Check the init() function in my repo.

@Test
void find_Products_By_Combined_Specifications() {
	// GIVEN
	Product shirt = allProducts.stream().filter(
    	product -> Objects.equals(
        	product.getCategory().getName(), 
            "Casual Wear"
            ) && product.getPrice() < 20d)
		.findFirst().orElse(null);
	ProductSearchCriteria criteria = ProductSearchCriteria.builder()
    			.categoryName("casual")
                .price(20d)
                .build();
	// WHEN
	List<Product> filteredProducts = productService
    			.findProductsByCombinedSpec(criteria);
	// THEN
	assertEquals(1, filteredProducts.size(), 
    		"Expected one product to match the criteria");
	Product firstFilteredProduct = filteredProducts.stream()
    			.findFirst().orElse(null);
    assertEquals(shirt, firstFilteredProduct, 
        	"Expected the filtered product to match " + shirt);
}

If you use the same init function as me you can notce that there is only one product under the category: "Casual Wear" and the price is less than "20".

Did you spot the isAvailable field in our Product entity? We left it untouched on purpose – it's your turn now! Challenge yourself by adding this criterion and testing different combinations. The best way to learn is by doing, so don't miss out on this hands-on opportunity!

Visit my GitHub repository to access the complete source code for this blog post. Feel free to fork, clone, and explore the examples!🔥

Conclusion

By adopting JPA Specifications, you not only streamline your code but also make it more readable and maintainable. The modular structure allows for the easy addition or modification of search criteria, adapting to the evolving needs of your application.
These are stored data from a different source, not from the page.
Issue #99, opened 2014-08-26
keyIsInactive does not work for inactive directories


fberlakovich:
Despite the current testcases, `keyIsInactive` should consider a key below an inactive key as inactive too (as mentioned in #9). Example: `user/.hidden/key` should be inactive, but currently is not.

Issue #10, opened 2014-07-11
VC++ support broken


markus2330:
Try to build whole Elektra with C++ (even the C files) to support VC++ (that does not support C99)

PR #2685, opened 2019-05-09
error: warning array concept added

Piankero:
## Basics

## Checklist

need to be checked.

- [ ] I added unit tests

## Review

## Merging

### DIFF
--- a/doc/decisions/warning-array.md
+++ b/doc/decisions/warning-array.md
@@ -6,12 +6,7 @@ Currently multiple warnings are saved in an elektra non-conforming array
 notation which is limited to 100 entries. The notation of `#00` is against
 the design [decision made](array.md).
 
-Furthermore if the number of warnings is exceeded, the earliest entries are overwritten
-which might yield the most useful warning messages.
-
 ## Constraints
-
-- The number of entries should stay limited but may be more than 100 entries.
 
 ## Assumptions
 
@@ -20,14 +15,15 @@ which might yield the most useful warning messages.
 ## Decision
 
 The format should be aligned with the correct array notation,
-starting with `#0`. The maximum number of warnings will be expanded to
-1001 entries (`#0` - `#1000`).
-
-If more warnings occur, warning `#1000` is overwritten each time.
+starting with `#0`. The maximum number of warnings will stay at
+100 entries (`#0` - `#_99`).
 
 ## Rationale
 
 ## Implications
+
+To keep the ordering we add an underscore `_` once we go to
+beyond 10 warnings (`#_10`).
 
 ## Related Decisions
 
--- a/doc/decisions/warning-array.md
+++ b/doc/decisions/warning-array.md
@@ -1,0 +1,36 @@
+# Arrays
+
+## Problem
+
+Currently multiple warnings are saved in an elektra non-conforming array
+notation which is limited to 100 entries. The notation of `#00` is against
+the design [decision made](array.md).
+
+Furthermore if the number of warnings is exceeded, the earliest entries are overwritten
+which might yield the most useful warning messages.
+
+## Constraints
+
+- The number of entries should stay limited but may be more than 100 entries.
+
+## Assumptions
+
+## Considered Alternatives
+
+## Decision
+
+The format should be aligned with the correct array notation,
+starting with `#0`. The maximum number of warnings will be expanded to
+1001 entries (`#0` - `#1000`).
+
+If more warnings occur, warning `#1000` is overwritten each time.
+
+## Rationale
+
+## Implications
+
+## Related Decisions
+
+- [Array](array.md)
+
+## Notes
--- a/doc/decisions/README.md
+++ b/doc/decisions/README.md
@@ -40,6 +40,7 @@ section here.
 - [Vendor Spec](vendor_spec.md)
 - [Deferred Plugin Calls](deferred_plugin_calls.md)
 - [Error codes](error_codes.md)
+- [Array for Warnings](warning-array.md)
 
 ## Drafts
 
--- a/doc/news/_preparation_next_release.md
+++ b/doc/news/_preparation_next_release.md
@@ -118,7 +118,7 @@ you up to date with the multi-language support provided by Elektra.
 
 ## Documentation
 
-- <<TODO>>
+- Added decision for array concept of warnings. _(Michael Zronek)_
 - <<TODO>>
 - <<TODO>>
 


doc/decisions/warning-array.md
```diff
@@ -0,0 +1,36 @@
+# Arrays
+
+## Problem
+
+Currently multiple warnings are saved in an elektra non-conforming array
+notation which is limited to 100 entries. The notation of `#00` is against
+the design [decision made](array.md).
```
markus2330:
```suggestion
a [design decision](array.md).
```

doc/decisions/warning-array.md
```diff
@@ -0,0 +1,36 @@
...
+
+Furthermore if the number of warnings is exceeded, the earliest entries are overwritten
```
markus2330: This is not a problem?

doc/decisions/warning-array.md
```diff
@@ -0,0 +1,36 @@
...
+
+## Assumptions
+
+## Considered Alternatives
+
+## Decision
+
+The format should be aligned with the correct array notation,
+starting with `#0`. The maximum number of warnings will be expanded to
+1001 entries (`#0` - `#1000`).
```
markus2330: Actually, there is no reason to change the current value of 100, nobody complained that it is too low. It only should not be hard-coded  that it must be 100.

```suggestion
1001 entries (`#0` - `#___1000`).
```

doc/decisions/warning-array.md
```diff
@@ -0,0 +1,36 @@
...
+
+If more warnings occur, warning `#1000` is overwritten each time.
```
markus2330: This might be a problem as one kdbGet/kdbSet sometimes yield more than one warning. Isn't it better to drop old warnings?

doc/decisions/warning-array.md
```diff
@@ -0,0 +1,36 @@
...
+
+## Rationale
+
+## Implications
```
markus2330: Missing.

doc/decisions/warning-array.md
```diff
@@ -0,0 +1,36 @@
...
+
+## Decision
+
+The format should be aligned with the correct array notation,
+starting with `#0`. The maximum number of warnings will be expanded to
+1001 entries (`#0` - `#1000`).
+
+If more warnings occur, warning `#1000` is overwritten each time.
+
+## Rationale
```
markus2330: Missing. (To confirm to the array notation.)

Is there any reason why it should be 1001?

doc/decisions/warning-array.md
Piankero: We discussed this with @kodebach in an elektra meeting that this is a problem.

doc/decisions/warning-array.md
Piankero: We agreed in the elektra meeting to hardcap the limit in case of recursive functions which issue warnings and never end.

doc/decisions/warning-array.md
Piankero: 1001 is just because it is more natural (to me) to run from 0-1000 instead of 0-999. I have no problem to limit it somewhere else

doc/decisions/warning-array.md
markus2330: The problem are situations like this:
```
#01: the newest warning
#02: the oldest warning
...
#99:  the second newest warning
```

So that new/old warnings might get mixed up.

There are several ways how to avoid it, one way is to simply continue counting up and start dropping the warnings with the lowest index.

I remember that @kodebach said that we should also add a warning when we started doing something like this.

doc/decisions/warning-array.md
markus2330: Yes, we agreed on that. But not on a concrete number.

If you give any reason for why it should be 1000, it might be ok.

doc/decisions/warning-array.md
Piankero: How can this happen?
What do you mean by "dropping the warnings with the lowest index"?
Should it be possible to have only entries from `#3` to `#99` for example because 0-2 is dropped?

doc/decisions/warning-array.md
Piankero: Actually I remember that we agreed on the number 1000 but any other number is fine too. But I think we need a hard-cap somewhere to avoid filling up the whole system with warning messages if someone accidentally introduces an endless loop.

doc/decisions/warning-array.md
markus2330: Exactly. (`#99` would be `#_99`, though)

kodebach: As far as I remember we agreed on this:

Handle the first `n-1` warnings as normal. Instead of the `n`-th warning we issue a special warning that the limit has been reached and ignore the actual warning. From then on all warnings are dropped. Additionally we could simply log all warnings above the limit, so that in case of debugging the warnings are not completely gone.

The reason for this behaviour is that often the first warning created is the most important to fix the problem. Later warnings may be caused by earlier ones, if the earlier warning is overwritten it becomes hard to diagnose.

Piankero: > Exactly. (#99 would be #_99, though)

Why exactly the underscore? This is really confusing.
I am also confused why we should only partially drop entries. What I have seen in the code is that you iterate over an elektra array and also save the current array number under `warnings/number`.

> Instead of the n-th warning

What exactly is `n` here? @markus2330 does not want a hard cap but this obviously requires one.

markus2330: > Additionally we could simply log all warnings above the limit, so that in case of debugging the warnings are not completely gone.

In debugging you usually only have short sessions (not many kdbGet in a long-running loop) thus it is rather unlikely you will reach the limit.

> The reason for this behaviour is that often the first warning created is the most important to fix the problem.

This is true for warnings within a single execution of `kdb*`-call (e.g. `kdbSet`) In applications many warnings might get collected until finally an error occurs and everything is presented to the user. Then the *most recent* warnings are relevant. Not what happened a long time ago.

Alternatively, we could simply clean all warnings before a `kdb*`-call. Then the behavior as described by @kodebach is best (only keep the earliest warnings). This decision does not mention this, however.

> Later warnings may be caused by earlier ones, if the earlier warning is overwritten it becomes hard to diagnose.

Yes, within a single kdb*-call it is like this.

> Why exactly the underscore?

It is needed for correct sorting.

> This is really confusing.

You are free to implement #2698. It would be highly appreciated.

Piankero: I am much more confused now than before. I still don't know why you simply drop complete warnings when the current warning number is saved in the parent meta (`warning/number`). When and how to use these weird underscores? Is there any document which explains this? I will stick to the array number of 100 because there is neither better a reason to use 1000 nor to use 10.
What exactly is the desired behavior now when `n` is exceeded?
I feel like consuming more time from you rather if someone else implements this with more insight in Elektra ...

kodebach: > When and how to use these weird underscores?

Simply put: Elektra sorts lexicographically using ASCII codes. `_` has a higher ASCII code than the digits `0`-`9`. Therefore by prefixing the index with `_` we ensure that the sort order is `#0`, `#1`, `#2`, ..., `#9`, `#_10` instead of `#0`, `#1`, `#10`, `#2`, ..., `#9`. You need more underscores, the longer the number is because otherwise the same problem occurs for 10 and 100 instead of 1 and 10.

> Is there any document which explains this?

Yes, https://github.com/ElektraInitiative/libelektra/blob/master/doc/tutorials/arrays.md. Feel free to improve it, if it isn't clear enough.

> What exactly is the desired behavior now when n is exceeded?

For now, I think we should stick to the old behaviour of overwriting old warnings (so basically the index is always modulo `n`), because of the problem with multiple kdb*-calls.

markus2330:
Why did you close this?

Piankero:
Because I will not implement it anyway. But I guess the decision itself can be finished

markus2330:
Actually I thought you already implemented it. Are there any other leftovers of things you have already started? Dropping implementation work that was already started should have a very good reason.

For the arrays, simply change `#00` to `#0` and `#10` to `#_10` and put the last entry as value so that they are proper Elektra (meta-)arrays and leave the logic otherwise as-is. This should be acceptable effort (no discussion needed, you only implement what is already decided about arrays).

And I would also like to merge this PR, simply update the decision to leave it as-is (except of array entry key names).

markus2330:
@Piankero Thank you! I am looking forward to the implementation of the non-generated macros that honor Elektra arrays.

As with any tool, JPA Specifications come with their own set of challenges. Overusing specifications or creating overly complex queries can lead to performance issues. Additionally, as your application scales, managing an extensive list of specifications might become a concern. Striking the right balance and thoughtful design are key to harnessing the full potential of JPA Specifications.

So, as you dive into your next coding adventure, remember the simplicity and power that JPA Specifications bring to your fingertips. Happy coding!